J-S43006-15
NON-PRECEDENTIAL DECISION - SEE SUPERIOR COURT I.O.P. 65.37
COMMONWEALTH OF PENNSYLVANIA, IN THE SUPERIOR COURT OF
PENNSYLVANIA
Appellee
v.
JAMES BROWN,
Appellant No. 3529 EDA 2013
Appeal from the Judgment of Sentence of October 24, 2013
In the Court of Common Pleas of Philadelphia County
Criminal Division at No(s): CP-51-CR-0001988-2012
BEFORE: GANTMAN, P.J., PANELLA AND OLSON, JJ.
MEMORANDUM BY OLSON, J.: FILED AUGUST 19, 2015
Appellant, James Brown, appeals from the judgment of sentence
entered on October 24, 2013, as made final by the denial of Appellant’s
post-sentence motion on November 12, 2013. We affirm.
The trial court ably and thoroughly summarized the factual and
procedural posture of this case. As the trial court explained:
On June 3, 2011, police arrested and charged Appellant with
possession of a controlled substance with intent to deliver
[(“PWID”)], conspiracy to commit PWID, possession of an
instrument of crime [(“PIC”)],[1] and other related charges.
On June 25, 2013, Appellant proceeded to a jury trial on the
charges of PWID, conspiracy to commit PWID, and PIC.
...
____________________________________________
1
35 P.S. § 780-113(a)(30), 18 Pa.C.S.A. § 903(c), and 18 Pa.C.S.A.
§ 907(a), respectively.
J-S43006-15
[During Appellant’s trial], Police Officer Gary Francis
testified that[,] on May 24, 2011, in the late afternoon, he
[and] his partner[,] Police Officer Bradford Mitchell[, were]
conducting surveillance on the 5500 block of Crowson
Street[, in Philadelphia]. Officer Francis testified that he
was at that area with his partner based on information from
a confidential informant [(“CI”),] regarding alleged narcotics
sales on the 5500 block of Crowson Street. . . .
Officer Francis testified that they first drove by the area that
day looking specifically for the addresses of 5542 and 5534
Crowson Street, and when they did, they saw [Appellant]
and another male[, named] Darnell Cooper[,] standing on
the front porch [of] 5542 Crowson Street. The officers met
the CI and gave him/her pre-recorded buy money and
directed the CI to the location of 5542 Crowson Street.
Officer Francis testified that he observed the CI approach
[Appellant] and Mr. Cooper [and begin] a conversation with
the two men. The officer testified that[,] after [] the brief
conversation, Appellant left 5542 Crowson Street and
walked down [the street] to [] go inside [of] 5534 Crowson
Street. Then Appellant came back to 5542 Crowson and
approached the CI. The CI handed [Appellant] the pre-
recorded buy money in exchange for small objects which
[Appellant gave] him.

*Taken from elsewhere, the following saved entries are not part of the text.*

PR #2223, opened 2023-02-16
Fix settings "Save" button

otkstdio:
This fixes the issue in preferences where the save button fails.


moneymanolis (approved):

k9ert:
Can you elaborate what the issue was and how it has been fixed?

moneymanolis:
Good summary von GPT:

The main process is listening for the "showMessageBoxSync" event using ipcMain.handle, and the renderer process can trigger this event by calling ipcRenderer.invoke('showMessageBoxSync', message, buttons). When the event is triggered, the callback function registered with ipcMain.handle is called, and the code in the main process can interact with the operating system to display the message box.

moneymanolis:
The implementation was fundamentally wrong I think @k9ert:
`dialog.showMessageBoxSync` was used before in `settings.html` which should be called from the main process and not from the renderer process. This is the issue that is fixed with this PR. 

GPT:
"dialog.showMessageBoxSync() is a method provided by the dialog module in the main process of an Electron application, and it cannot be called directly from a renderer process."

moneymanolis:
Regarding restructuring JS code, that's a good idea, but I would do this in separate PR and do this all in once.

k9ert (approved):

moneymanolis:
From the Electron documenation (supporting @k9ert point about separating the JS files):

grafik

PR #2234, opened 2023-02-20
More consistent tor-setup

k9ert:


k9ert:
* There was never an option to not use tor but at the same time it not has been properly setup from the start. So now we have three possible values for `tor_type`: `none`, `builtin` or `custom`. 
* `builtin` is now no longer chooseable in the setup screen if you use a pip-installation
* A bit better error-handling which should prevent that an issue like this blocks proper startup (from the chat):
```
  File "/home/specter/.local/lib/python3.9/site-packages/stem/connection.py", line 1107, in _read_cookie
    raise UnreadableCookieFile(exc_msg, cookie_path, is_safecookie)
stem.connection.UnreadableCookieFile: Authentication failed: unable to read '/run/tor/control.authcookie' ([Errno 13] Permission denied: '/run/tor/control.authcookie')
```

docs/architecture.md
```diff
@@ -41,4 +41,13 @@ The documentation here is incomplete but will better over time.
...
+
+## About Tor
+
+Tor in general means two things: 
+* Using the Tor network for outgoing connection to confuse outgoing traffic
+* Use Tor to create a tor-hidden-service which often enough is also used as a kind of poo-man's firewall and to avoid the details of a port-forwarding setup
+
+Tor support is possible either via a custom installation or via the built in. The type of the installation is stored in `specter.tor_type` which is redirecting to the `config_manager` which by default returns `builtin`. Another valid value is `custom` and initially we have `none`.
```
moneymanolis, line 52:
```suggestion
Tor support is possible either via a custom or via the built-in installation. The type of installation is stored in `specter.tor_type` which is redirecting to the `config_manager` which by default returns `builtin`. Another valid value is `custom` and initially we have `none`.
```

src/cryptoadvance/specter/server_endpoints/settings.py
```diff
@@ -237,6 +237,7 @@ def tor():
     only_tor = app.specter.only_tor
     tor_control_port = app.specter.tor_control_port
     tor_type = app.specter.tor_type
+    tor_builtin_possible = getattr(sys, "frozen", False) and hasattr(sys, "_MEIPASS")
```
moneymanolis, line 240: Comment would be nice! Sth. like
```suggestion
    # This is true if the Python interpreter has been bundled with the application into a single executable, so basically it is true for the apps but not for pip-installations
    tor_builtin_possible = getattr(sys, "frozen", False) and hasattr(sys, "_MEIPASS")
```

moneymanolis:
Shouldn't there be check whether the tor_controller attr exists like so:
```
    @property
    def tor_controller(self):
        if hasattr(self, "_tor_controller") and self._tor_controller:
            return self._tor_controller
        self.update_tor_controller()
        if hasattr(self, "_tor_controller") and self._tor_controller:
            return self._tor_controller
        raise SpecterError(
            "Failed to connect to the Tor daemon. Make sure ControlPort is properly configured."
        )
```

Without it, I get this when closing Specter:

```
...

 if app.specter.tor_controller is not None:
  File "/Users/heinzi/coding/repos/specter-desktop/src/cryptoadvance/specter/specter.py", line 453, in tor_controller
    if self._tor_controller:
AttributeError: 'Specter' object has no attribute '_tor_controller'. Did you mean: 'tor_control_port'?
```

moneymanolis:
Slight change in UI in https://github.com/cryptoadvance/specter-desktop/pull/2234/commits/dafe308f023d7b5626e86774c8180205d76e20c8:
grafik

moneymanolis (changes requested):
Some small suggestions and one question.

k9ert:
> Without it, I get this when closing Specter:

Absolutely. Changed it with [8a9b355](https://github.com/cryptoadvance/specter-desktop/pull/2234/commits/8a9b35501537e2ea3f47e1fea2359edc7358a6a1)

moneymanolis (approved):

The CI left the area and met with
Officer Mitchell and gave the officer three vials containing []
crack cocaine and one packet of [] crack cocaine which was
placed on [a] property receipt.
. . . Officer Francis testified [that, on the next day, he and
Officer Mitchell] went back to the same area at around the
same time, to continue [their] investigation of [Appellant].
Officer Francis testified that . . . they again saw [Appellant]

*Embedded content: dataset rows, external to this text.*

PR #2243, opened 2023-02-21
Several UIUX fixes

moneymanolis:
This PR includes
- Make Spectrum progress bar dynamic
- "Tick checkboxes" for Spectrum, in particular without Whitepaper download option
- Run the numbers removed for Spectrum
- Toast message that Spectrum and Core are syncing only once per session


otkstdio (approved):
All works for me! Good to go

PR #2257, opened 2023-02-24
Feature: Progress bar for download of Specter binary in Electron

moneymanolis:
The download of the Specter binary (specterd) can take several minutes. To improve the UX of this lengthy process, this PR implements a progress bar of the download. 

### Architectural / UI choices:
- [This library](https://github.com/AndersonMamede/electron-progressbar) is used for the progress bar to have more options as the standard progress bars in Electron. 
- The progress bar instance is a child window of the main window. So this applies (from the documentation): "If informed, the progress bar window will always show on top of the parent window and will block it so user can't interact with it until the progress bar is completed/aborted and closed."

This makes a lot of sense for our use case, since the user cannot do anything else before specterd is downloaded.

This choice led to the need to implement a Force Quit menu item in the dock for MacOS, since the default Quit item cannot be changed or replaced and it doesn't trigger the "before-quit" event if a child window is still open on MacOS. The `Force Quit during download` item gives the (MacOS) user the opportunity to also quit the app from the dock. The item disappears again if the download is finished. 

Note: Main.js should be made much more modular and the download code should probably be seperated out to a dedicated file. This should be done in a different PR, though, since this feature should ideally be available asap.

#### Startup
https://user-images.githubusercontent.com/70536101/221206572-9ac62a91-4d83-4b8a-909b-d176b0a357d4.mov

#### Download finished
https://user-images.githubusercontent.com/70536101/221206886-15843a5f-fe48-41ae-86a0-08dec13283cd.mov

#### Dock
https://user-images.githubusercontent.com/70536101/221206925-79206379-6375-4885-89d9-51a2afc06798.mov

#### Logging of the download progress
Screenshot 2023-02-24 at 13 52 39


pyinstaller/electron/main.js
```diff
@@ -70,6 +64,11 @@ if (isMac && isDev) {
   app.dock.setIcon(dockIcon)
 }
 
+let appSettings = getAppSettings()
+let dimensions = { widIth: 1500, height: 1000 };
```
otkstdio, line 68: Typo on width here @moneymanolis

moneymanolis: You can use the "Add a suggestion" functionality for this little stuff.

otkstdio, line 68:
```suggestion
let dimensions = { width: 1500, height: 1000 };
```

k9ert (approved):

Issue #2260, opened 2023-02-24
Exception thrown when selecting device settings without a node connection


otkstdio:
An exception is thrown when attempting to add a device or change an existing device if you have no node connection.

To reproduce, remove your node / delete spectrum connection so it says "Disconnected" (also the state for a new user), click "Add device" and click on any signing device.

<img width="1329" alt="shot" src="https://user-images.githubusercontent.com/85369328/221285928-736a53ca-0dfc-4f85-a1b2-4e67212ae8c5.png">

alluringambiguous:
Hi, I am looking at the issue, I reproduced it.
I traced the error and found that there is no check written in the `/new_device_keys/<device_type>/` route. 
I can think of 2 possible solutions,
1. One could be to pop up error when ever user clicks on a device (when the node is not connected).
2.  Other could be to not allow user to add device by showing an warning (similar to how it is handled in case of wallets)

![66ca1e7e-6dff-4cff-b754-73a81eb97408](https://user-images.githubusercontent.com/67975841/221363702-ac5947c9-f806-4242-8183-879e64459b00.jpg)



Please let me know your feedback. :) 
@moneymanolis

PR #2266, opened 2023-02-27
Bugfix: Exception thrown when trying to add a device without node connection

moneymanolis:
Fixes https://github.com/cryptoadvance/specter-desktop/issues/2260

`NonExistingNode` gets a `network_parameter `property.

### DIFF
--- a/src/cryptoadvance/specter/node.py
+++ b/src/cryptoadvance/specter/node.py
@@ -65,6 +65,12 @@ class NonExistingNode(PersistentObject):
     def rpc(self):
         return None
 
+    @property
+    def network_parameters(self):
+        if self.is_running:
+            return get_network(self.chain)
+        return get_network("main")
+
     def check_blockheight(self):
         """check_blockheight is a method which is probably deprecated.
         It should return True if there are new blocks available since check_info has been called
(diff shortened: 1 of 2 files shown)


src/cryptoadvance/specter/node.py
```diff
@@ -65,6 +65,10 @@ def is_running(self):
     def rpc(self):
         return None
 
+    @property
+    def network_parameters(self):
+        return get_network("main")
```
k9ert, line 70:
```suggestion
    def network_parameters(self):
        ''' Is needed for creating devices/xpubs as they ask which network to use.
        So this is a convenient thing especially for prod
        '''
        return get_network("main")
```

src/cryptoadvance/specter/node.py
```diff
@@ -215,6 +215,12 @@ def is_running(self):
         else:
             return True
 
+    @property
+    def network_parameters(self):
+        if self.is_running:
```
k9ert, line 220:
```suggestion
    def network_parameters(self):
        '''
        helpful if the cache is not filled. Not good for regtest but let's optimize for prod.
        '''
        if self.is_running:
```

k9ert (approved):

PR #22, opened 2022-12-02
Update cell size and define laser field at the cell centers

RemiLehe:
With the current definition of `box.dx` (which is based on `np.linspace`), the box cell size is actually not `(hi-lo)/npoints` but `(hi-lo)/(npoints-1)`. This might confuse the user. 

This corrects the above by defining `box.dx` to be explicitly `(hi-lo)/npoints`. In addition, it defines the fields at the cell-centers, which might be more intuitive to the user. (Defining the fields at the nodes would require `npoints+1`.)

### DIFF
--- a/lasy/utils/box.py
+++ b/lasy/utils/box.py
@@ -37,5 +37,6 @@ class Box:
         self.axes = []
         self.dx = []
         for i in range(self.ndims):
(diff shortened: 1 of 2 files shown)


MaxThevenet:
To be discussed and fixed

Issue #23, opened 2022-12-05
Add example how to read and plot lasy data with e.g. openPMD


MaxThevenet:
For convenience, we could store this somewhere or append it to `test.py`.
Also, should we add capabilities for openPMD-viewer to work with envelope data (e.g. in LpaDiagnostics)?

PR #46, opened 2022-12-12
Added openpmd Examples to test.py  #23

KPeterBlum:
I added some plots with openPMD-viewer to the test.py file. It currently just saves the plots in the same folder.
It is one plot for both real and imaginary part for each of the geometries.
I guess that's all there is to plot at the moment.


MaxThevenet:
Feature tested separately

PR #78, opened 2023-01-23
Add super-Gaussian transverse laser-profile

lucafedeli88:
This Work-In-Progress PR adds  super-Gaussian transverse laser-profiles.
I think that there are a couple of points to discuss:
- ~~is it OK to call the shape parameter of the super-gaussian "β" ? It is what scipy does for the generalized normal distribution ( https://docs.scipy.org/doc/scipy/tutorial/stats/continuous_gennorm.html )~~ we agreed to call this parameter `n_order`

and Mr. Cooper standing on the front porch of 5542
Crowson Street. They then went and met with the same CI
and performed the same procedure as the day before,
where the CI was given pre-recorded buy money and
directed to the same area. Officer Francis testified that he
observed the CI again approach [Appellant] and[,] after a
brief conversation, Appellant left 5542 Crowson Street,
walked down to and went inside 5534 Crowson Street[, and
came] back to 5542 Crowson[, where Appellant] accept[ed]
the pre-recorded buy money from the CI in exchange for
-2-
J-S43006-15
small objects[,] which Appellant [gave] to the CI. The CI
then left and met again with Officer Mitchell, this time
giving him two clear packets of [] crack cocaine, which
again was place[d] on [a] property receipt.
On May 31, 2011, Officer Francis testified[,] he and Officer
Mitchell went back to that same location around the same
time and again observed Appellant and Mr. Cooper standing
on the front porch of 5542 Crowson Street. Officer Francis
testified that they set up surveillance and observed two
different females approach [Appellant] at two different
times and engage in the same type of activity that the
officers had witnessed the CI had with Appellant on the two
other days. Officer Francis also testified that he contacted a
uniformed police officer to stop and [ask Appellant] and Mr.
Cooper for identification. [Appellant] was not arrested at
that time as the officers were trying to further their
investigation and to see whether there were any other
locations involved besides 5542 and 5534 Crowson Street. .
. . [Officer Francis also testified that, following the
interaction between the uniformed police officer and
Appellant and Mr. Cooper, Appellant and Mr. Cooper
retreated inside of 5542 Crowson Street. N.T. Trial,
6/26/13, at 86-90 and 107.]
On June 2, 2011, Officer Mitchell went back to the same
area himself with the same CI and performed the same
procedure as the [prior two buys], where the CI was given
pre-recorded buy money and directed to [5542 Crowson
Street]. Officer Mitchell testified that both Appellant and
Mr. Cooper were again in front of 5542 Crowson Street and
this time Mr. Cooper approached the CI and after a short
conversation with the CI, Mr. Cooper went and entered []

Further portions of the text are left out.